*Action item:* Work out how many lines of the material below contain the word "under", then write that number alone.

*Material for this exercise:*

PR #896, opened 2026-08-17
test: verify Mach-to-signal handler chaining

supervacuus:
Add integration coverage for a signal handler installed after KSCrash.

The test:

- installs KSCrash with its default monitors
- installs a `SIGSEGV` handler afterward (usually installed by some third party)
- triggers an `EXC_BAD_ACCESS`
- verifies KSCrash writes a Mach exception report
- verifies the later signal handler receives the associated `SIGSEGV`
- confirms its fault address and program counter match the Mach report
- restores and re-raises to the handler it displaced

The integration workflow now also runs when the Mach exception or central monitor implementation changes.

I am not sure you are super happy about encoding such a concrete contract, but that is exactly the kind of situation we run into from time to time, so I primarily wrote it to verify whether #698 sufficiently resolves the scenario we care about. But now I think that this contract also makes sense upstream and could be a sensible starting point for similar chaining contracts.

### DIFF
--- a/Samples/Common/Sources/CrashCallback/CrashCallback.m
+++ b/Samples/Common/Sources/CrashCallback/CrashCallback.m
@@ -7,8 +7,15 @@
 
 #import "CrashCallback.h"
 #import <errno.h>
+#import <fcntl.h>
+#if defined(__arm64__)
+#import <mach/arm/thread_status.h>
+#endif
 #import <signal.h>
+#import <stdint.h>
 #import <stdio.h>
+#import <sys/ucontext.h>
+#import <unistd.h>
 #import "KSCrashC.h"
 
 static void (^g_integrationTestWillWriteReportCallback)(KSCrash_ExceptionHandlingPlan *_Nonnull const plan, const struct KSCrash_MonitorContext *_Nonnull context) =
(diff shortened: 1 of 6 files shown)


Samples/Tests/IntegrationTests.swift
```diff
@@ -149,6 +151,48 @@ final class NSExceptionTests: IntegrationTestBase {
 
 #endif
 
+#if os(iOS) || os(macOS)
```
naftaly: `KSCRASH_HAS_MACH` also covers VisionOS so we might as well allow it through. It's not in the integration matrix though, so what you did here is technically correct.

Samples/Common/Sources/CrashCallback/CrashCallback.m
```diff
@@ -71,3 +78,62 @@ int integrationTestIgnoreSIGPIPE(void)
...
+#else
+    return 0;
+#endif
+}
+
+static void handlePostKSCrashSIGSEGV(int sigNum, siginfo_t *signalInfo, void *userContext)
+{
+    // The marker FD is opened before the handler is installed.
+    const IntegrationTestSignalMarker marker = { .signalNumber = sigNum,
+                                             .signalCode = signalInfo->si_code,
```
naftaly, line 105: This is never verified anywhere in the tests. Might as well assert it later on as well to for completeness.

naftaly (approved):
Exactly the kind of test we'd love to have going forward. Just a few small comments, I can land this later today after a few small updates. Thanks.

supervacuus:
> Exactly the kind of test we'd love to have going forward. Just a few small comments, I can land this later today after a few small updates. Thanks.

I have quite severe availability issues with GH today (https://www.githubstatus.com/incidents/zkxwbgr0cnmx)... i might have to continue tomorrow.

==

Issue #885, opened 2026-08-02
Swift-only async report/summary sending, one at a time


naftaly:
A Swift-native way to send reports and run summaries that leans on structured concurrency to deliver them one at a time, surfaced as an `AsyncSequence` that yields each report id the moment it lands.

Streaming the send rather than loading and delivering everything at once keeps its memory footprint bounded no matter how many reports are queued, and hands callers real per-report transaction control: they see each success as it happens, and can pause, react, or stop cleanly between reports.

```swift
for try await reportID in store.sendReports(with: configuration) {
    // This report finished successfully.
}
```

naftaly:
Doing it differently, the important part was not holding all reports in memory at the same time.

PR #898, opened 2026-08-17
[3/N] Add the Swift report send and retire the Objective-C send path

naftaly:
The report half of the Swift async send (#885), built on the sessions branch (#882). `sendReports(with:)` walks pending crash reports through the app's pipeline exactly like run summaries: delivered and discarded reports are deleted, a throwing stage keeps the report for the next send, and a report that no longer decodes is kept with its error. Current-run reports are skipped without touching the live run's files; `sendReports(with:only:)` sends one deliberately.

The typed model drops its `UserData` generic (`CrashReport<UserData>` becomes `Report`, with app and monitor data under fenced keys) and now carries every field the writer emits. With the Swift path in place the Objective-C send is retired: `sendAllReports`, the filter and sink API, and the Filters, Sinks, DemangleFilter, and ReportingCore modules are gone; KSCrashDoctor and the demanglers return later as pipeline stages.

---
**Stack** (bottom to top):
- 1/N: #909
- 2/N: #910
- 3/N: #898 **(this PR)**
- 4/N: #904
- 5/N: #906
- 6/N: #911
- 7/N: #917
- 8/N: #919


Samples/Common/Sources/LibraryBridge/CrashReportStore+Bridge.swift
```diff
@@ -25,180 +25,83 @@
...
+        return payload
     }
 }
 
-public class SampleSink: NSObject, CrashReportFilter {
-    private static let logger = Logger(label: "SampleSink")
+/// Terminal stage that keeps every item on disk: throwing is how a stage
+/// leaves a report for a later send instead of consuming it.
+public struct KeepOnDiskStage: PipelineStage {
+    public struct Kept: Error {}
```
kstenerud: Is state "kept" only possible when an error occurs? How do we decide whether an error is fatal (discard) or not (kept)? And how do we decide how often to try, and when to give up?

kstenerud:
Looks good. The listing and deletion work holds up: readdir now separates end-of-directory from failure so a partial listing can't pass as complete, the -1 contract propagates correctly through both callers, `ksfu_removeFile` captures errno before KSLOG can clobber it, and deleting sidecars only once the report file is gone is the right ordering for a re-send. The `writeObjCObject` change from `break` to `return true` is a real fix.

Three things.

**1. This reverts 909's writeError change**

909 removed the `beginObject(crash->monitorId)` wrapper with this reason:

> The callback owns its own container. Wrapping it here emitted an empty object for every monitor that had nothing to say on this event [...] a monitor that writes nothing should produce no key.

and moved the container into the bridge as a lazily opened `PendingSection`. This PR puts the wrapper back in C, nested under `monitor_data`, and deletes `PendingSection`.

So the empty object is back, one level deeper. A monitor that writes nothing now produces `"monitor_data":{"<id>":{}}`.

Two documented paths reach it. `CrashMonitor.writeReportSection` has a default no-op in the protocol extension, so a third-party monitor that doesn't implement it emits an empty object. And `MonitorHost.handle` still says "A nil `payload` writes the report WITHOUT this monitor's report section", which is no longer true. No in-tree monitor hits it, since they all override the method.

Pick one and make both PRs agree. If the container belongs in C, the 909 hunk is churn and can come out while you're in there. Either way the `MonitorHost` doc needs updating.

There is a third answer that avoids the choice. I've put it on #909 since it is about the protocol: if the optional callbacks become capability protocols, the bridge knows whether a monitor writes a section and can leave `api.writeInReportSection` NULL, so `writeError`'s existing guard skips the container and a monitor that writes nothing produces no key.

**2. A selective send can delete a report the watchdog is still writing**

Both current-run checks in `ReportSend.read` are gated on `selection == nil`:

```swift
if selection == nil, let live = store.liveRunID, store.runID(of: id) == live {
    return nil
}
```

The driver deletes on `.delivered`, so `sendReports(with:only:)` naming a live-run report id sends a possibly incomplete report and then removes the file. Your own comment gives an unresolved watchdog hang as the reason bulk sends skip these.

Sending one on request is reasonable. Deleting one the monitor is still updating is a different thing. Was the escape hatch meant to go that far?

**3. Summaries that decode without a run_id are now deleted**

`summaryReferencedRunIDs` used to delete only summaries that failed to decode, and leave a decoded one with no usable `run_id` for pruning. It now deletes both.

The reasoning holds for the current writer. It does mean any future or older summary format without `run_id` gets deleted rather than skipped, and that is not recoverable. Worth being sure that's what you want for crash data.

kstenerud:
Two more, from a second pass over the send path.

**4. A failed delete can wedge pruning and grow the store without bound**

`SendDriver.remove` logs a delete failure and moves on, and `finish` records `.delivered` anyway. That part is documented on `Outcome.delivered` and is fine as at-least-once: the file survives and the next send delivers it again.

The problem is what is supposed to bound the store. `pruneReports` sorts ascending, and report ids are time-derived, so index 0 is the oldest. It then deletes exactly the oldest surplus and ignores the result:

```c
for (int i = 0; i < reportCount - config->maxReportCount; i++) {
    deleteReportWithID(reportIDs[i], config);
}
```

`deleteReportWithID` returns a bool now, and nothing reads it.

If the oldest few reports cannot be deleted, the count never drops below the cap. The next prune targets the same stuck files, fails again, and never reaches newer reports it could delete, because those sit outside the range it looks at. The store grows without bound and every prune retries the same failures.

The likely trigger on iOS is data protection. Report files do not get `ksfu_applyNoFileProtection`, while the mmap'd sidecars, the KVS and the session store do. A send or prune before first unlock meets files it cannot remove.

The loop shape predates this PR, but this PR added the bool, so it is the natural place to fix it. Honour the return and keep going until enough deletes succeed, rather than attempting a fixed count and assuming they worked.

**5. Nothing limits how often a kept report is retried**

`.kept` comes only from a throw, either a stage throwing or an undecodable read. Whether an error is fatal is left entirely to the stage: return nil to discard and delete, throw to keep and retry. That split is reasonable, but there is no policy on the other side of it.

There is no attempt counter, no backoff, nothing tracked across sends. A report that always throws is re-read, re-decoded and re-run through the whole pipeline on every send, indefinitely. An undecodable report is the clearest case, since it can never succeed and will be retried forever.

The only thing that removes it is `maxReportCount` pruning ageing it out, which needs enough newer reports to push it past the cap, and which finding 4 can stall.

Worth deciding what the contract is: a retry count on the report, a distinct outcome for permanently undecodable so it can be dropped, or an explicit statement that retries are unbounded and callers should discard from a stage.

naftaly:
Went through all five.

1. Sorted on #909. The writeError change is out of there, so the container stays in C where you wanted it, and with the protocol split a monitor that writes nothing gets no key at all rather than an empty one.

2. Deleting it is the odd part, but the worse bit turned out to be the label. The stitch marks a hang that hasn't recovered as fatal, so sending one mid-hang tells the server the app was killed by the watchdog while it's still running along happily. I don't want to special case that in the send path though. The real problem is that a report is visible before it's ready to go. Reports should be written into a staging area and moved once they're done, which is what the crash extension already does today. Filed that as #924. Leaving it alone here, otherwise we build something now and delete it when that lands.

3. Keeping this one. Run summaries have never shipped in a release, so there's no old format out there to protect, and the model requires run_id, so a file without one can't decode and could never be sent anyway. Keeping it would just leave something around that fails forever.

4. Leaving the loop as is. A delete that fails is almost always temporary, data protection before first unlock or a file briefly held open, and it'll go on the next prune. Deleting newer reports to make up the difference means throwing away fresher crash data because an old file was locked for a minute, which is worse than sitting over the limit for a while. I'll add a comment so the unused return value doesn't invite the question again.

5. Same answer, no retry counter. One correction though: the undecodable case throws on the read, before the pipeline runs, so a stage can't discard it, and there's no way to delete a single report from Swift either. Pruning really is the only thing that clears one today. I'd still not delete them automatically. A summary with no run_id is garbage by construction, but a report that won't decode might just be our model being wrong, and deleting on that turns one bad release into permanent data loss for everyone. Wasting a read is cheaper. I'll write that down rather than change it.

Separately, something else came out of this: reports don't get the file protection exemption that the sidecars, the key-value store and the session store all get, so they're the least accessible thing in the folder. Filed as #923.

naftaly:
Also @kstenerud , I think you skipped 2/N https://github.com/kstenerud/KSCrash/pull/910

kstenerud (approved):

*Result for this task:* 2